In April, Millennium closed its fifth fund, which raised $280 million. The fund was oversubscribed and is the industry’s largest pool of capital dedicated to secondary direct transactions, Schwerin says. The firm also provides growth financing and venture debt but the “vast majority” of Millennium’s investing is secondary transactions, he says. Millennium tends to invest from $5 million to $20 million per deal but is flexible and has put in as much as $50 million, Schwerin says. “I once paid for someone’s honeymoon.”

So far, Millennium has racked up stakes in companies like Facebook, Zappos, ArcSight, GreenDot, NetSpend and eHarmony. The stakes are small, typically from 7% to 15% (its ownership in Facebook is less than 1%). “We allow the individuals and the management teams to take greater risk,” he says.

The stakes in Facebook, Zappos, ArcSight, eHarmony, GreenDot and NetSpend all came from Millennium’s last fund, which raised $130 million in 2006.

Small holdings can prove particularly profitable. In 2007, Millennium invested in ArcSight, a network security provider, one year before it went public at $9 a share. Millennium retained much of its stake—which Schwerin says is a “couple of percent”—through the IPO. Last month, HP agreed to buy ArcSight for $1.5 billion or $43.50 a share. Millennium cashed out of ArcSight, making more than 6x on the deal.

Similarly, Millennium currently owns 5.6% of NetSpend, which was slated to go public today but has pushed its IPO to next week. Millennium is not selling shares in the offering (the firm’s stake is expected to be diluted to 5.4% after the IPO). Assuming an $11 offer price (the mid-point of its current range), Millennium’s holding in NetSpend is valued at roughly $52.8 million. The firm is believed to have invested a little more than $11 million in NetSpend, for a 4x return if NetSpend does go public.
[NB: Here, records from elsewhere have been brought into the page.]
Issue #9195, opened 2026-01-24
GLFW: assert when turning off the second monitor


IceLuna:
### Version/Branch of Dear ImGui:

Version 1.92.6 (WIP), Branch: docking (the latest version: 08c777a)

### Back-ends:

imgui_impl_opengl2.cpp + imgui_impl_opengl3.cpp + imgui_impl_vulkan.cpp

### Compiler, OS:

Windows 10, MSVC 2022

### Full config/build information:

```cpp
Dear ImGui 1.92.6 WIP (19259)
--------------------------------
sizeof(size_t): 8, sizeof(ImDrawIdx): 2, sizeof(ImDrawVert): 20
define: __cplusplus=199711
define: _WIN32
define: _WIN64
define: _MSC_VER=1944
define: _MSVC_LANG=201402
define: IMGUI_HAS_VIEWPORT
define: IMGUI_HAS_DOCK
IM_ASSERT: runs expression: OK. expand size: OK
--------------------------------
io.BackendPlatformName: imgui_impl_glfw (3200)
io.BackendRendererName: imgui_impl_vulkan
io.ConfigFlags: 0x00000483
 NavEnableKeyboard
 NavEnableGamepad
 DockingEnable
 ViewportsEnable
io.ConfigDpiScaleFonts
io.ConfigDpiScaleViewports
io.ConfigViewportsNoDecoration
io.ConfigViewportsNoDefaultParent
io.ConfigNavCaptureKeyboard
io.ConfigInputTextCursorBlink
io.ConfigWindowsResizeFromEdges
io.ConfigMemoryCompactTimer = 60.0
io.BackendFlags: 0x00000C1E
 HasMouseCursors
 HasSetMousePos
 PlatformHasViewports
 RendererHasVtxOffset
 RendererHasTextures
 RendererHasViewports
--------------------------------
io.Fonts: 1 fonts, Flags: 0x00000000, TexSize: 512,128
io.Fonts->FontLoaderName: stb_truetype
io.DisplaySize: 1280.00,800.00
io.DisplayFramebufferScale: 1.00,1.00
--------------------------------
style.WindowPadding: 8.00,8.00
style.WindowBorderSize: 1.00
style.FramePadding: 4.00,3.00
style.FrameRounding: 0.00
style.FrameBorderSize: 0.00
style.ItemSpacing: 8.00,4.00
style.ItemInnerSpacing: 4.00,4.00
```

### Details:

[...]

Issue #5683, opened 2022-09-15
Assertion failure while waking from sleep on MacOS


Guistac:
Version: 1.89 (Docking)
Back-ends: `imgui_impl_glfw` `imgui_impl_opengl3`
OS: MacOS 12.3.1

When waking my machine from sleep while running my app, imgui fails to assert `g.PlatformIO.Monitors.Size > 0`
https://github.com/ocornut/imgui/blob/64b88da21ba554eb5735a387d91d665cd387afdf/imgui.cpp#L8938
It doesn't do this consistently, there is about a 50% chance it will happen on each sleep wake cycle.
How does disabling this assertion affect the integrity of imgui?
I've currently commented it out and experienced no issues.
I'm curious if anyone experiences the same issue, as I'm currently unable to test it on another system.

ocornut:
This is needed for multi-viewport support.
Instead of disabling the assert we should be investigating what leads the GLFW backends to clear this and not restore it in time. Adding logging (withf
frame count) in the GLFW events/functions leading to change of monitor data would be useful.

ocornut:
This is needed for multi-viewport support.
Instead of disabling the assert we should be investigating what leads the GLFW backends to clear this and not restore it in time. Adding logging (withf
frame count) in the GLFW events/functions leading to change of monitor data would be useful.

PathogenDavid:
This might just be a quirk of [how macOS handles monitors during standby](https://notes.alinpanaitiu.com/Weird%20monitor%20bugs#how-monitor-settings-are-stored):

> In standby, the monitor is actually disconnected and disappears from the I/O Registry, so on system wake, it reconnects and the OS has to rearrange based on the stored settings.

GLFW on macOS [filters out displays which are asleep](https://github.com/glfw/glfw/blob/955fbd9d265fa95adf9cb94896eb9a516aa50420/src/cocoa_monitor.m#L318-L319). This seems reasonable, but according to the quirk described above that sounds like that creates a brief moment in time where GLFW could report 0 monitors.

Ignoring the assert is definitely wrong, but maybe it'd be reasonable for the GLFW backend to just ignore the monitor change event when `glfwGetMonitors` returns no monitors?

ocornut:
> Ignoring the assert is definitely wrong, but maybe it'd be reasonable for the GLFW backend to just ignore the monitor change event when glfwGetMonitors returns no monitors?

I agree, that sounds good (with a comment and # ref to explain why)

[...]

PR #9206, opened 2026-01-28
Backends: GLFW: Fix multi-monitor enumeration in ImGui_ImplGlfw_UpdateMonitors()

stephen-os:
Fix `updated_monitors` flag in `ImGui_ImplGlfw_UpdateMonitors()` to retain all monitors on multi-monitor setups.

The `updated_monitors` variable on line 1110 is set to `false` when it should be `true`. Because it resets every iteration, the `resize(0)` guard on line 1108 fires on every loop pass, clearing the monitor list before each `push_back`. Only the last monitor survives.

Walk-through with 2 monitors:

| Iteration | `!updated_monitors` | Action | List after |
| --- | --- | --- | --- |
| 0   | `true` | `resize(0)`, push monitor 0 | `[mon0]` |
| 1   | `true` (bug) | `resize(0)`, push monitor 1 | `[mon1]` |

Monitor 0 is lost. With N monitors, only monitor N-1 is retained. Single-monitor setups are unaffected (loop runs once).

**Symptoms with `ImGuiConfigFlags_ViewportsEnable` on a multi-monitor setup:**

* Sub-windows (secondary viewports) are confined to a single monitor. They cannot be dragged past the edges of that monitor.
  
* The main application window moves freely between monitors (OS-managed, not clamped by ImGui).
  
* Resizing sub-windows across monitors works fine (`ClampWindowPos` only constrains position, not size).
  
```cpp
      // Before (bug):
      updated_monitors = false;
      
      // After (fix):
      updated_monitors = true;
```
  
The defensive behavior for empty monitor lists (#5683, #9195) is preserved: when monitors_count == 0, the loop doesn't execute and the old list is kept.

Environment: Windows 11, dual-monitor, GLFW backend, docking branch, MSVC 2022 (v143).

### DIFF
--- a/backends/imgui_impl_glfw.cpp
+++ b/backends/imgui_impl_glfw.cpp
@@ -1107,7 +1107,7 @@ static void ImGui_ImplGlfw_UpdateMonitors()
         // Happens on macOS sleeping (#5683) and seemingly occasionally on Windows (#9195)
         if (!updated_monitors)
             platform_io.Monitors.resize(0);
-        updated_monitors = false;
+        updated_monitors = true;
         platform_io.Monitors.push_back(monitor);
     }
 }


ocornut:
Thank you Stephan. I pushed the exact same fix 63e9fbc just before I noticed your PR, sorry for that. Apologies for not testing this properly (I pushed the change while I didn't have access to a second monitor).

Some high-profile companies, like Facebook, Zynga and Twitter, are trying to discourage the sale of their shares on the secondary market and are instituting fees. Facebook is charging $2,500 per transaction, while Zynga recently raised its fee to $6,000 from $4,000, according to Bloomberg. Schwerin says such fees do slightly reduce the “user friendliness” of the process for selling shareholders, but “most of the fees we are aware of are appropriate, not excessive.” Schwerin declined to disclose if Millennium owns a stake in Twitter or has approached the company.

Millennium itself doesn’t charge fees or pass on expenses to selling shareholders, Schwerin says. Instead, the firm tries to make the transfer process, including transaction documentation and securing company approval, as easy as possible for the seller.

“In the end, we hope by reducing the distraction of secondary transactions, more will occur, but also that management will have more time to spend making the company successful,” Schwerin says. He estimates that more than 80% of shareholders return to Millennium for repeat transactions.

So how does the firm make money? Millennium makes a profit when the price of the shares it owns goes up, Schwerin says. “We all make money when the value of the company and its shares increase,” he says.

However, Millennium does charge its LPs the typical “2 and 20,” he says. “We’re structured the same as any other venture capital firm out there.”

Recently, some investors, like Chris Sacca, have been criticized for buying stakes in private companies, like Twitter, through the unregulated secondary market. In some of those cases it “seems appropriate” for angels and VCs, which are already involved in the company, to be the natural buyers of shares owned by founders and employees, Schwerin says.

But he said he is also “philosophically against” the uncontrolled, unregulated secondary markets that are developing in shares of “great companies.” Buyers and sellers, and sometimes brokers, are often working at their own discretion and are not overseen by the company or the company’s attorneys. “It’s just a shareholder selling shares to someone who is a willing buyer,” he says.

Companies should take control of the situation and institute policies and procedures over secondary liquidity deals, he says. Or they could turn to firms such as Millennium. “We work squarely within the four corners of securities regulations, and we think companies will increasingly appreciate and require that all secondary buyers also do so,” Schwerin says.